Hi, sorry it took much longer than anticipated. at!selrat per se is working as expected and is doing its job when tested in the lab, but on the remote unit where we actually want to deploy the solution, there seems to be a problem relating to selrat. I’ve opened another thread for the selrat problem as it is fundamentally a different issue ftom the one in this thread. Once we can get selrat working on the affected unit, I’ll post here if our issue in this thread could be solved using it.

Your problem may not be power related.
It is true that LTE could draw more power but you are far from the worst case scenario.

Your RSRP is very bad:

PCC RxM RSSI: -86 RSRP (dBm): -119
PCC RxD RSSI: -86 RSRP (dBm): -119
SCC RxM RSSI: -81 RSRP (dBm): -103
SCC RxD RSSI: -85 RSRP (dBm): -111

It could be that the modem is switching back and forth between 3G and LTE.
Did the modem reset itself (crashed)?
We rarely see crashes in the field but when the conditions are marginal things can happen. If you collect a crashdump we’d like to know about it.

at!gcdump
No crash data available

OK

Note: modem powercycle clears the crashdump data.
In your lab, does the system recover when you issue “at!reset” ?
You could write a script and randomly reset the modem under various conditions. Maybe you can replicate the USB collapse.

“The unit is not resetting, at least not alone. What we see is that all devices on the same bus crash, including the wifi adapter and usb storage too.”
The modem should be the only device connected to USB.
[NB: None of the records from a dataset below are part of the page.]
PR #25, opened 2017-08-15
Blackwhitelist

gammazero:
- Improved blacklist/whitelist handling so that the b/w lists are only extracted once from the publish message.
- Extend subscriber blacklist/whitelist for any string attribute match (i.e. `exclude_xxx = {val1, val2 ..}` and `eligible_xxx = {val1, val2, ..}`)
- Return all session details in session meta API on_join and get_session.

### DIFF
--- a/aat/sessionfilter_test.go
+++ b/aat/sessionfilter_test.go
@@ -29,7 +29,7 @@ func TestWhitelistAttribute(t *testing.T) {
 	}
 	sync2 := make(chan struct{})
 	evtHandler2 := func(args wamp.List, kwargs wamp.Dict, details wamp.Dict) {
-		sync1 <- struct{}{}
+		sync2 <- struct{}{}
 	}
 	err = subscriber2.Subscribe(testTopic, evtHandler2, nil)
 	if err != nil {
@@ -93,7 +93,7 @@ func TestBlacklistAttribute(t *testing.T) {
 	}
 	sync2 := make(chan struct{})
 	evtHandler2 := func(args wamp.List, kwargs wamp.Dict, details wamp.Dict) {
-		sync1 <- struct{}{}
+		sync2 <- struct{}{}
 	}
 	err = subscriber2.Subscribe(testTopic, evtHandler2, nil)
 	if err != nil {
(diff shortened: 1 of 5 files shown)


aat/sessionmeta_test.go
```diff
@@ -48,6 +48,16 @@ func TestMetaEventOnJoin(t *testing.T) {
...
 
+	// Wait for any event from subscriber joining.
+	var timeout bool
+	for !timeout {
+		select {
+		case <-errChan:
+		case <-time.After(200 * time.Millisecond):
+			timeout = true
+		}
+	}
```
mourad: Could you explain the reason for this ?

aat/sessionfilter_test.go
```diff
@@ -0,0 +1,136 @@
...
+	}
+
+	// Setup subscriber2
+	subscriber2, err := connectClientDetails(wamp.Dict{"org_id": "other"})
+	if err != nil {
+		t.Fatal("Failed to connect client:", err)
+	}
+	sync2 := make(chan struct{})
+	evtHandler2 := func(args wamp.List, kwargs wamp.Dict, details wamp.Dict) {
+		sync1 <- struct{}{}
```
mourad: this too.

aat/sessionfilter_test.go
```diff
@@ -0,0 +1,136 @@
...
```
mourad: this should be sync2.

aat/sessionmeta_test.go
ajgillis: This is used to catch and discard the event published when the subscriber joins the realm, if that event has not yet been published before the subscription is created.  The test discards this, if it happens, because it is not reliable.  The test is interested in checking for the event triggered by another session's subscription.

aat/sessionfilter_test.go
ajgillis: Done

aat/sessionfilter_test.go
ajgillis: Done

“Lot’s of IO errors and timeouts from all USB devices on the same bus.”
Maybe your USB HC dies. There is a way to reset the HC in the kernel. Don’t ask me how :blush:

It is possible that you can workaround the issue by locking the modem to 3G which has a better signal.
Better signal -> less USB activity.

Thanks,
James

I am back with positive results. Our workaround using at!band has been in the field for almost 3 weeks now, and our problem seems to be solved. What we did is we installed a script that automatically switches the modem to all bands for 1 hour every day (6am-7am) , which makes the modem select 4g, but otherwise runs the modem on 3g bands 23 hours a day (7am to next day 6am). We already had another script from earlier debugging attempts that records when the USB bus collapses before resetting everything as a recovery measure. Here’s a database excerpt which shows all timestamps a bus collapse was detected.

The results speak for themselves. Before deploying the workaround (Sept. 27), we could observe crashes all over the place, multiple times every day. With the workaround, the only times the we have crashes is between 6-7am, exactly the times we are running in 4G mode. More importantly, there hasn’t been any crashes in the last 3 weeks, not a single one (except on 4G).

So the workaround to limit the modem to 3G is working. In consequence we also conclude that our problem is really, as we suspected, that the modem is consuming high peaks of current in 4G mode.

I’m glad you guys could workaround the issue with !band.
As I wrote earlier your RSRP was really bad, which possibly forces the modem to transmit at higher powers.
It could be that 3G in that area has a better signal thus consuming less power.

The bad RSRP is indeed most probably the cause. Or, to be more precise, that the power delivery in the electronics is not adequate for that case. In our defence though, we couldn’t reproduce the problem otherwise (in the field or artificially in lab) on other units (probably due to the better RSRPs). One place we were mislead is ModemManager’s signal level, which tells us 60-70% on this problematic unit, so we were lead to believe signal is good. From now on we will keep an eye on RSRP on installations.